▸ Task objective: Take the records below and print them verbatim up to and including the line that carries "I'm not sure".

═════ Dataset entries

Issue #505, opened 2023-08-14
SoOffscreenRenderer problems when running on RHEL8 and SLES12


shanslow:
I'm not sure if this is a problem per se, or if there's advice that can be given on something we may be doing incorrectly, but we're currently seeing issues outputting image files to disk on RHEL8 and SLES12. Our software is fully built on RHEL7.9 but deployed on these sister versions. Historically that's worked fine building on version X and running on X+1 from RHEL4 onwards but seemingly no longer for RHEL7->RHEL8.

Rendering to the screen is fine, but when we instantiate and the SoOffscreenRenderer and attempt to render to file we get the following messages before the appliaction segementation faults:

_Coin warning in glxglue_context_create_software(): Couldn't create GLX context.
Coin warning in SoOffscreenRenderer::renderFromBase(): Could not set up an offscreen OpenGL context._

The problem seems to manifest at line 959, with the call to _this->glcanvas.deactivateGLContext();_ where it attempts to deactivate the offscreen GL canvas that it's created. This ultimately ends up in _glxglue_context_reinstate_previous_ where the _glXMakeCurrent_ call fails. On RHEL7 it appears to be able to store a reusable context in the _glxglue_contextdata_ but the same information is null on RHEL8.

Is this a problem or could someone point out what we may be missing to get the offscreen rendering feature to work for us? Our build flags for building Coin, and the source below, are minimal with nothing specific other than optimisation level, ensure it's 64 bit and position independent code. We initially thought it may be a VM related issue with a software video driver, but the problem is manifesting on real hardware with dedicated GPU.

The attached source below exhibits the problem, it renders (badly!) a simple cuboid scene, which it then attempts to write to disk, which works without issue On RHEL7.

Thanks

[source.txt](https://github.com/coin3d/coin/files/12332609/source.txt)

ytterx:
Hi,

We are encountering the same issue, it seems it is due to that on RHEL8 "Indirect GLX" is disabled.
Advisory on Xorg:
https://www.x.org/wiki/Development/Security/Advisory-2014-12-09/
It might be possible to turn it on in your case in `/etc/X11/xorg.conf`.

I'm very curious if a code change to coin can fix this.

shanslow:
[...]

PR #507, opened 2023-10-01
Adding environment variable COIN_GLX_PIXMAP_DIRECT_RENDERING to control direct rendering option for offscreen contexts

ytterx:
Proposed fix for #505
Probably needs more testing on various systems and configurations

### DIFF
--- a/src/doc/Coin_environment.dox
+++ b/src/doc/Coin_environment.dox
@@ -268,6 +268,7 @@
   \li \ref COIN_CGLGLUE_NO_PBUFFERS
   \li \ref COIN_GLXGLUE_NO_PBUFFERS
   \li \ref COIN_GLXGLUE_NO_GLX13_PBUFFERS
+  \li \ref COIN_GLX_PIXMAP_DIRECT_RENDERING
   \li \ref COIN_WGLGLUE_NO_PBUFFERS
 
   \li \ref COIN_ALLOW_SPIDERMONKEY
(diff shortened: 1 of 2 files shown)


ytterx:
@VolkerEnderlein Hi, you seem to be the most recent contributor that merged a pull-request. Is is possible for you to take a look at this issue?

VolkerEnderlein:
Probably something linke that:

```
Bool direct_rendering = False;
static int check_direct = -1;
if (check_direct == -1) {
  check_direct = 0;
  const char * env = coin_getenv("COIN_GLX_PIXMAP_DIRECT_RENDERING");
  direct_rendering = env && atoi(env) == 1 ? True : False;
}

context->glxcontext = glXCreateContext(display, context->visinfo, 0, direct_rendering);
```

ytterx:
That might be a workable approach. I was hoping I could detect that it would not work and then allow for an automated switch but I wasn't able to do something like that. I'll make the suggested changes to my Pull-Request and test it in our environment.

VolkerEnderlein:
I just noticed, the direct_rendering variable must be static too. Otherwise it works only for the first time but not for subsequent calls.

ytterx:
Made the required changes, also added the information to the documentation

VolkerEnderlein:
Thanks @ytterx for providing the necessary changes. Your contribution to Coin development is highly appreciated.

PR #509, opened 2023-11-06
Improve auto clipping

Rexbas:
While trying to fix an orthographic camera auto clipping problem in FreeCAD, I noticed that during camera motions, for both orthographic and perspective camera, the corners of a part are sometimes cut. See the attached video which is running at 5% the original speed.

https://github.com/coin3d/coin/assets/14298143/f2594dd8-e7a9-4223-9957-d32b4201d308

I think what happens is this: first the camera orientation and/or position is changed, then the scene is rendered, then the auto clipping runs. After the camera moved, the scene may no longer be completely in the viewing frustum. So there is maybe one frame that shows the cut corner before the auto clipping runs and renders the scene again. But if the camera is in motion then there are multiple consecutive frames and the cut corners are noticeable.

To fix this, I created 2 commits. The first commit runs the auto clipping before rendering the scene and this fixes the cut corner problem. Then I thought: if the auto clipping runs before rendering then it is no longer needed to use a clip sensor. So I removed the clip sensor and related methods in the second commit. I am not sure if I can just do that without breaking something for someone. Please let me know what you think :smiley:

### DIFF
--- a/include/Inventor/SoRenderManager.h
+++ b/include/Inventor/SoRenderManager.h
@@ -220,9 +220,7 @@ protected:
 
 private:
   void attachRootSensor(SoNode * const sceneroot);
-  void attachClipSensor(SoNode * const sceneroot);
   void detachRootSensor(void);
-  void detachClipSensor(void);
   static void nodesensorCB(void * data, SoSensor *);
   static void prerendercb(void * userdata, SoGLRenderAction * action);
 
--- a/src/rendering/SoRenderManager.cpp
+++ b/src/rendering/SoRenderManager.cpp
@@ -270,11 +270,6 @@ SoRenderManager::SoRenderManager(void)
 
   PRIVATE(this)->glaction = new SoGLRenderAction(SbViewportRegion(400, 400));
   PRIVATE(this)->audiorenderaction = new SoAudioRenderAction;
-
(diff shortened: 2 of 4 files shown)


VolkerEnderlein:
Thank you for your contribution to Coin development, it is highly appreciated. I'll check the PR for side effects on supported platforms and report back. Keep up the good work.

Rexbas:
@VolkerEnderlein have you had any time to review this? No hurry though, just wondering.

VolkerEnderlein:
@Rexbas unfortunately not. I was busy getting the coin 4.0.1 and soqt 1.6.1 done. I had a quick look but no time to test thoroughly.

Rexbas:
@VolkerEnderlein, I would really appreciate a review, do you think that is possible in the near future?

VolkerEnderlein:
I am sorry for the very long delay. I need to test applications that add additional clip planes to make sure this PR does not have side effects.

Rexbas:
@VolkerEnderlein, is there any way I can help with testing to make sure there are no side effects?

VolkerEnderlein:
Sorry for the very long delay. The PR looks good to me and has no side effects with my current test programs.
Thank you for your contribution to coin development. Keep up the good work.

PR #510, opened 2023-11-08
Fit entire scene between near and far plane for auto clipping orthographic camera

Rexbas:
In FreeCAD there is an issue (https://github.com/FreeCAD/FreeCAD/issues/6836) where faces of a part disappear or the part completely disappears when using the orthographic camera. The attached video shows the problem.

https://github.com/coin3d/coin/assets/14298143/8263c8d0-518f-4a38-bce5-24a5d4183b54

This problem has been partially fixed in FreeCAD 0.21. Changing the behavior of auto clipping for the orthographic camera in coin could completely fix this problem. It looks like this problem occurs in situations where the farDistance is positive and the nearDistance is negative.

In this PR, I fixed it by moving the camera back or forward such that the nearDistance is 1 and the farDistance is the depth of the bounding box of the scene + 1. The focal distance is changed to still have the same focal point.

I am not sure if the behavior as in the video above is the intended behavior or not. If it is the intended behavior then I could also change this PR to add a new AutoClippingStrategy. Please let me know.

══════════

▸ Solution to this problem:
Issue #505, opened 2023-08-14
SoOffscreenRenderer problems when running on RHEL8 and SLES12


shanslow:
I'm not sure if this is a problem per se, or if there's advice that can be given on something we may be doing incorrectly, but we're currently seeing issues outputting image files to disk on RHEL8 and SLES12. Our software is fully built on RHEL7.9 but deployed on these sister versions. Historically that's worked fine building on version X and running on X+1 from RHEL4 onwards but seemingly no longer for RHEL7->RHEL8.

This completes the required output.